In the New Yorker article Game Theory: Spassky vs. Fischer revisited which reviews David Edmonds and John Eidinow's book Bobby Fischer Goes to War: How the Soviets Lost the Most Extraordinary Chess Match of All Time, professor and Pulitzer Prize for History winner Louis Menand notes that:

One possible reason for the world’s interest was the Cold War, and for most of their book Edmonds and Eidinow play up the Cold War aspects of the match. This makes it a little surprising when, at the end, they discount the whole idea.

In the words of the book's authors (Edmonds and Eidinow),

...the championship took place in the high blossoming of détente....Though almost all accounts of Fischer-Spassky couch the match in geopolitical terms, they are, in this respect, curiously misleading. The encounter might have been seen by the public and written up by the press as a cold war showdown, but in the kremlin and in the White House, East-West showdowns were not on the agenda.

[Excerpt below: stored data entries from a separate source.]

PR #1585, opened 2021-07-01
Fix HP-UX g++ DCCFLAGS.

likema:
Build ACE by GCC on HP-UX 11.31 IA64 :

```bash
make optimize=0 inline=0 debug=1
```

**No debug info** is produced because `DCCFLAGS` is not set to `-g`

### DIFF
--- a/ACE/include/makeinclude/platform_hpux_gcc.GNU
+++ b/ACE/include/makeinclude/platform_hpux_gcc.GNU
@@ -44,6 +44,7 @@ endif
 #CCFLAGS		+= -fstrict-prototype
 #endif
 DCFLAGS		+= -g
+DCCFLAGS	+= -g
 DLD		= $(CXX)
 LD		= $(CXX)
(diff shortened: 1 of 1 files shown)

According to the article, the authors argue that, on an official level, neither the Americans nor the Soviets were enamoured with their respective 'representatives':

American officials, on their side, regarded Fischer mainly with fear and loathing. [Then National Security advisor Henry] Kissinger’s intervention seems to have been motivated by personal interest in the game, rather than by grand strategy. The State Department informed the American chargé d’affaires in Reykjavík to spend no government resources on Fischer’s behalf, and the chargé’s own deepest desire was to get Fischer off the island as quickly as possible....

And, on the other side, Spassky was far from a typical Soviet-era athlete. He was a patriot, but a Russian patriot. He hated the Bolsheviks and had little respect for the Soviet system (though he was careful to extract the rewards to which he believed his accomplishments as a sportsman entitled him). It gave him pleasure to ignore advice offered by Soviet officials, and in Iceland he made his seconds and other handlers miserable with frustration by his insistence on doing things his own way.

Further, there was apparently no evidence that either the Americans or the Soviets tried anything 'underhand'; it seems that neither side thought the stakes were particularly high in terms of the Cold War:

Edmonds and Eidinow speculate vigorously, but they can’t find any proof that the K.G.B., or anyone on Fischer’s team, did anything underhanded. They also conclude, somewhat reluctantly, that official Soviet involvement in the match was not unusually intense, and that the press coverage was entirely non-ideological. This was, they properly note, a period of superpower détente.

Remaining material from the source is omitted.